JFrog experts have discovered at least 100 malicious AI models on the popular open Hugging Face platform.
Hugging Face allows AI and machine learning researchers to publish their developments and share them with the community. Tens of thousands of models for natural language processing, computer vision, and other tasks are available in the service.
It turns out that some of the presented algorithms contain malicious code. In particular, models with the ability to install "backdoors" - hidden remote access channels that allow attackers to gain control over the victim's computer-were found.
One of the most dangerous threats was the recently uploaded PyTorch model from the user "baller423", which was later removed. It has integrated a malicious payload that can establish a reverse connection to a given remote host (210.117.212.93).
To mask malicious code, the attackers used the "__reduce__" method of the Python pickle module. It allowed you to execute arbitrary commands when loading a PyTorch file, hiding them inside the serialization process. Thus, the detection systems did not recognize this trick.
Similar bookmarks were found in models associated with many other IP addresses.
"I would like to emphasize that by 'malicious models' we mean exactly those that carry real dangerous loads, " the JFrog report notes.
"This number does not include false positives of the system, so we have a complete picture of the number of malicious models for PyTorch and Tensorflow on the Hugging Face platform."

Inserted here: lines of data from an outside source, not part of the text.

PR #294, opened 2021-02-02
Add 'deleted' flag to the database, update migration and integration tests

winder:
## Summary

With `created_at` meaning "first_created_at" and `closed_at` meaning "most_recently_closed_at", it is impossible to know whether or not a particular account/creatable/holding is deleted or not. Specifically when there are multiple opt-in transactions for empty objects.

This change adds a boolean flag next to all of the created_at/deleted_at fields to indicate whether or not something is deleted.

## Test Plan

There are comprehensive integration and migration tests for the created_at / deleted_at, these were extended to also check for the deleted flag.

## TODO

API updates in a later PR


idb/postgres/postgres_migrations.go
```diff
@@ -371,14 +371,19 @@ func m4RewardsAndDatesPart1(db *IndexerDb, state *MigrationState) error {
 		`ALTER TABLE account ADD COLUMN rewards_total bigint NOT NULL DEFAULT 0`,
 
 		// created/closed round
+		`ALTER TABLE account ADD COLUMN deleted boolean DEFAULT NULL`,
```
brianolson, line 374: This needs to be a new migration because there are systems that have already applied m4

idb/postgres/setup_postgres_sql.go
```diff
@@ -52,6 +52,7 @@ CREATE TABLE IF NOT EXISTS account (
   microalgos bigint NOT NULL, -- okay because less than 2^54 Algos
   rewardsbase bigint NOT NULL,
   rewards_total bigint NOT NULL,
+  deleted boolean NOT NULL DEFAULT false,
```
brianolson, line 55: for got to add setup_postgres.sql to the PR?

brianolson (changes requested):

idb/postgres/setup_postgres_sql.go
winder: looks like it, fixed.

idb/postgres/postgres_migrations.go
winder: I think those systems are out of luck

brianolson: That can't be the answer.
m4 went in 2020-12-18
Release 2.3.0 happened Jan 5. We have to support that release.
Though, https://releases.algorand.com/ is still only showing 2.2.1, so, 2.3.0 never really happened and is just fake garbage in github? Can we delete the tag?

brianolson: Also this could be `DEFAULT FALSE` and simplify some pointers

winder: If it is `DEFAULT FALSE` is there a way to know whether the migration has initialized them or not?

Regarding a new migration or not, I'm not sure why beta code is pushed to `master` but at the moment it is. The release notes will have to say something like "this release is not compatible with 2.3.0-beta".

brianolson: It's not just `2.3.0-beta`, I see a `2.3.0` tag which apparently was premature.

winder: ah, yeah that would be a problem.

@algojohnlee could you confirm whether or not 2.3.0 has been released?

onetechnical: 2.3.0 tag was created in anticipation of merge to master, but we held off on actually officially publishing. It would be a problem for anyone who built off master, but not for anyone using our repositories. I would feel okay with not supporting it as an official release, despite the icky merge to master.

idb/postgres/postgres_migrations.go
```diff
@@ -616,6 +651,12 @@ func processAccountTransactions(txnrows <-chan idb.TxnRow, addressStr string, ad
 			}
 		}
 
+		if txn.AssetID == 82 && stxn.Txn.Sender.String() == "CM333ZN3KMASBRIP7N4QIN7AANVK7EJGNUQCNONGVVKURZIU2GG7XJIZ4Q" && stxn.Txn.Type == sdk_types.ApplicationCallTx {
```
brianolson, line 654: stale debugging code?

brianolson (approved):
One bit of dead code that should be deleted.
Since we're under time pressure I'm not going to ask for changes, but I figured out what I want instead of deleted = NULL/TRUE/FALSE or nil/&true/&false ; I want an enum {Unknown=0, Deleted=1, Active=2}. NULL/TRUE/FALSE is probably more idiomatic SQL but the enum would be okay there. I think the enum is a better fit for Go.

According to JFrog, some of these algorithms could have been uploaded by researchers as part of testing the Hugging Face security system. Specialists are often rewarded for discovering vulnerabilities. However, even in this case, publishing dangerous models is extremely risky and unacceptable, as they become available for download to all users.

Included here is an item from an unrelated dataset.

PR #1108, opened 2017-08-03
Upgrade to Rails 5.1

fofr:
Questions:
* ~~We have some initialisers that remove XML and JSON parsers from the default parsers. These were added in 2013: https://github.com/alphagov/static/pull/177. Parsers have moved so this no longer works, I'm not sure whether they are still needed. Commented out for now.~~ Initializers removed in 9f689d6b224f3cf1f516140bbd2c7d0626d579de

To search for malware, JFrog experts have developed a special scanning system that takes into account the specifics of AI. This system made it possible to detect hidden bookmarks in the code for the first time, despite the fact that Hugging Face already uses security measures.
Standard security tools are not always able to detect suspicious elements hidden inside files with AI algorithms.
Our findings demonstrate the potential risks of using models from unverified sources. Experts urge developers to exercise increased vigilance and implement additional security measures to protect the AI ecosystem from cyber attacks.